December is here before it’s June. My goodness how the time has flewn.
How did it get so late so soon?” –Dr. Seuss
Most of us fantasize about getting a few extra hours each day. But the truth is that even a dozen extra hours in our day would be of no use to us unless we change our attitude. And if we just change our attitude, 24 hours in a day is more than enough.

But how are we to change our attitude? Adopting these mantras is crucial:
1. “I’m willing to disappoint others.” In other words, you simply have to start saying no to others’ requests. Sorry, I know you came here looking for practical tips that would be easy to exercise and that wouldn’t let others down. But bear with me through the unpleasantness: This is like looking at a deep wound long enough to realize that a small bandage won’t get the job done.
Just remember: If the time fairies waved their wands and gave you an extra 12 hours daily, your situation wouldn’t improve. In fact, you’d just sink into a bigger quagmire–because all those bossy and inconsiderate people would feel more entitled than ever to beg you to attend additional meetings, drop them off at airports or join various task forces.
You can thwart others’ agendas—and with a little practice, you can do it nicely and with a smile. And then you’ll finally be free to go where you want to go, do what you want to do, and be the person you want to be. And saying no isn’t as hard as it seems. Try variations like “Hmm, I can’t commit until I see what else I have going on that day” or “I’d love tobut” or “Maybe you should ask Ralph instead, he’s just standing there like a dummy.”
2. “I’m willing to miss my flight. There’ll be another one.” 
The most successful leaders I know consistently run late, usually without apology. They’re more willing to miss a bus or flight than to scurry after it while waving their umbrellas in the air.
Missing a few flights now and then is more important to your ability to be strong in your life than constantly, barely making every flight before the attendants secure the doors. It will also give you a chance to refuel emotionally while the world temporarily carries on without you. 
“Why should the lord of the country flit about like a fool? If you let yourself be blown to and fro, you lose touch with your root. –Lao Tzu
Resolve to stop scurrying. Be present. Being present and staying in the moment has the effect of slowing time down. If you listen to star athletes making the jump from high school to college or college to the pros, they often talk about a moment when “everything begins to slow down.” That’s usually when they’ve finally disciplined themselves to do what they must do without anxiety or fear of the future.

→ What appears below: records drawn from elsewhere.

PR #6618, opened 2020-08-31
Complete nodejs data for RegExp

gilmoreorless:
Part of #6249. This fills in all the `true` and `null` values for Node in `RegExp`.

Most of the entries were supported in the first version of Node, because they were also in Chrome v1. For the ones that remained I checked the data against Chrome/V8 releases and https://node.green, as well as some manual testing.

There was one oddity I noticed in the browser data though, for `javascript.builtins.RegExp.source.empty_regex_string`. This was only added to V8 in version 3.10.6 ([release notes](https://chromium.googlesource.com/v8/v8/+/refs/tags/3.10.6/ChangeLog)), which means Node 0.8.0 (backed up by manual testing). This equates to Chrome 20 ([according to Wikipedia, anyway](https://en.wikipedia.org/wiki/Google_Chrome_version_history)), but the data currently lists Chrome 6 for that entry. I've left the Chrome entry alone here, but it might be worth a separate PR.

### DIFF
--- a/javascript/builtins/RegExp.json
+++ b/javascript/builtins/RegExp.json
@@ -25,7 +25,7 @@
               "version_added": "4"
             },
             "nodejs": {
-              "version_added": true
+              "version_added": "0.1.100"
             },
             "opera": {
               "version_added": "5"
@@ -77,7 +77,7 @@
                 "version_added": "4"
               },
               "nodejs": {
-                "version_added": true
+                "version_added": "0.1.100"
               },
               "opera": {
                 "version_added": "5"
@@ -129,7 +129,7 @@
                 "version_added": "4"
               },
               "nodejs": {
-                "version_added": true
+                "version_added": "0.1.100"
               },
               "opera": {
                 "version_added": "6"
@@ -243,7 +243,7 @@
                 "version_added": "4"
               },
               "nodejs": {
-                "version_added": true
+                "version_added": "0.1.100"
               },
               "opera": {
                 "version_added": "5"
@@ -347,7 +347,7 @@
                 "version_added": "5.5"
               },
               "nodejs": {
-                "version_added": true
+                "version_added": "0.1.100"
               },
               "opera": {
                 "version_added": "5"
@@ -397,7 +397,7 @@
                   "version_added": "5.5"
                 },
                 "nodejs": {
-                  "version_added": true
+                  "version_added": "6.0.0"
                 },
                 "opera": {
                   "version_added": "35"
@@ -450,7 +450,7 @@
                 "version_added": "5.5"
               },
               "nodejs": {
-                "version_added": true
+                "version_added": "0.1.100"
               },
               "opera": {
                 "version_added": "5"
@@ -500,7 +500,7 @@
                   "version_added": "5.5"
                 },
                 "nodejs": {
-                  "version_added": true
+                  "version_added": "6.0.0"
                 },
                 "opera": {
                   "version_added": "35"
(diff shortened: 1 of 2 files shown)


vinyldarkscratch:
Hey @gilmoreorless, thanks for tackling this!  Regarding the Node.js browser data, I'm thinking that it may make sense to change 0.9.1 to 0.8.0, since they're both the same V8 version (confirmed on https://nodejs.org/en/download/releases/).  It may be better to follow it up in another PR -- I'm going to do some more digging if there were some notable changes between the two versions.

gilmoreorless:
I agree with consolidating versions, but I had a memory that 0.9.1 was added specifically for a non-V8-related feature.
Digging around found #3160. The `setImmediate` and `clearImmediate` methods were added in Node 0.9.1, as listed in the API docs: https://nodejs.org/api/timers.html#timers_setimmediate_callback_args

I also have an annoyance with 0.1.100 being the first version listed in the BCD files. I believe it's because `console.log` was added in that version ([ref](https://nodejs.org/api/console.html#console_console_log_data_args)), but many features were in Node from earlier than that. It mostly annoys me just because of how it displays on MDN ;) 
image

ddbeck:
> I also have an annoyance with 0.1.100 being the first version listed in the BCD files. I believe it's because `console.log` was added in that version ([ref](https://nodejs.org/api/console.html#console_console_log_data_args)), but many features were in Node from earlier than that. It mostly annoys me just because of how it displays on MDN ;)

This is a fair point, @gilmoreorless. I've only though about it for a minute here, but it seems like permitting `≤0.1.00` to cover such cases would be appropriate. If you want to work on fixing this, I'd invite you to open an issue on the topic and we can plan it out. 😃

ddbeck:
Hi @gilmoreorless, I'm sorry this seems to have fallen through the cracks. Do you know if any of the data here is affected by the distinction between `≤0.1.100` / `0.1.100`? If that's a blocker for this data, then I'm happy to help work on that problem. If none of these features predated `0.1.100`, then we can move toward merging instead. Thank you!

gilmoreorless:
@ddbeck Don't worry, it slipped off my radar too! I've raised #6861 to cover the discussion about the minimum version.

For this PR, all the `RegExp` features that are listed as `0.1.100` were in the very first version of Node, as they were also in Chrome version 1. However, I don't think this PR should be blocked on the minimum version decision, as plenty of other data files are going to have to be updated anyway.

javascript/builtins/RegExp.json
```diff
@@ -1765,7 +1765,8 @@
                 "version_added": false
               },
               "nodejs": {
-                "version_added": true
+                "version_added": "6.0.0",
+                "notes": "Case folding is implemented in version 8.6.0"
```
ddbeck, line 1769: Can we reframe this a little, to front-load the fact that it's a historic deficiency?

```suggestion
                "notes": "Before 8.6.0, case folding is not supported."
```

ddbeck (changes requested):
Thank you for your incredible patience on this, @gilmoreorless. I have one suggestion on a comment. Otherwise, this looks great.

(Expect an answer on the Node.js version soon!)

javascript/builtins/RegExp.json
gilmoreorless: Good suggestion. I think I chose that wording to be consistent with the existing note for `edge` a few lines above. I'm happy to change it, but probably both notes should be changed together for consistency.

ddbeck: Ah, I missed that. Yeah, let's do that in a separate PR. I'll approve and merge this now. Thank you! 🎉

ddbeck (approved):
🚀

3. “I’m a temporal innovator.” That’s 21st century management-speak for, “I’m creative, resourceful and productive while other people are just laying around, spinning their wheels.”
“The most time I waste is usually sitting in boarding areas, waiting for flights,” says T.J. Sullivan, a busy figure on the national college-speaking circuit and CEO of the CAMPUSPEAK speakers bureau.  “I make that time more productive by entering all the addresses I’ll be using in the coming days into my portable GPS. It saves me lots of time when I’m actually on the ground, driving from place to place.”

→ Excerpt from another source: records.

PR #6621, opened 2020-08-31
CSS Update easing-function jump keyword

vsn4ik:
Safari 14.0 supports it. In Safari TP, it is included in 106:
https://webkit.org/blog/10580/release-notes-for-safari-technology-preview-106/
https://trac.webkit.org/changeset/261046/webkit/

Ref: #6461


sideshowbarker (approved):
Also confirmed the Opera change included in this patch

Issue #6344, opened 2020-06-27
WebKit supports WindowOrWorkerGlobalScope#origin


saschanaz:
https://developer.mozilla.org/en-US/docs/Web/API/WindowOrWorkerGlobalScope/origin

MDN says it's not supported but the support was added three years ago: https://bugs.webkit.org/show_bug.cgi?id=168023

PR #6634, opened 2020-09-02
Mark WindowOrWorkerGlobalScope.p.origin as supported in Safari 11+

sideshowbarker:
This change marks `WindowOrWorkerGlobalScope.prototype.origin` as supported in Safari 11 — per https://bugs.webkit.org/show_bug.cgi?id=168023, which per https://trac.webkit.org/browser/webkit/tags/Safari-604.2.4/Source/WebCore/page/WindowOrWorkerGlobalScope.idl#L31 was first added in Safari 11, because per https://trac.webkit.org/browser/webkit/tags/Safari-603.2.1/Source/WebCore/page/WindowOrWorkerGlobalScope.idl it was not in the tag for Safari 10.1

Fixes https://github.com/mdn/browser-compat-data/issues/6344

### DIFF
--- a/api/WindowOrWorkerGlobalScope.json
+++ b/api/WindowOrWorkerGlobalScope.json
@@ -1108,10 +1108,10 @@
               "version_added": false
             },
             "safari": {
-              "version_added": false
+              "version_added": "11"
             },
             "safari_ios": {
-              "version_added": false
+              "version_added": "11"
             },
             "samsunginternet_android": {
               "version_added": "7.0"


foolip (approved):
This was added in https://trac.webkit.org/changeset/214147/webkit, WebKit 604.1.13. That matches Safari 11 and Safari for iOS 11. I've also confirmed it's in Safari 11.1 on BrowserStack, but don't have access to Safari 11 to validate that. Still, I'm 99% confident this is right.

Saying thank-you to clients is a part of the job that many in his field don’t attend to properly. “Sometimes, the thank-you and follow-up notes can get back logged,” Sullivan says. “I always carry a dozen or so postcards in my bag, with postage already affixed. I can write those notes anywhere, anytime, dropping them at the hotel front desk on my way in or out.”
In the end, we can’t actually manage time; it flows at pretty much the same speed regardless. But we can manage ourselves, which changes our perception of time.
And, for people who are too nice, there’s no way around it: You need to be ruthless about protecting your schedule and your priorities and your agenda … because no one else will. It’s not their job to look out for your plans.
No, life isn’t fleeting. As the Roman philosopher Seneca noted: “Life, if well lived, is long enough.”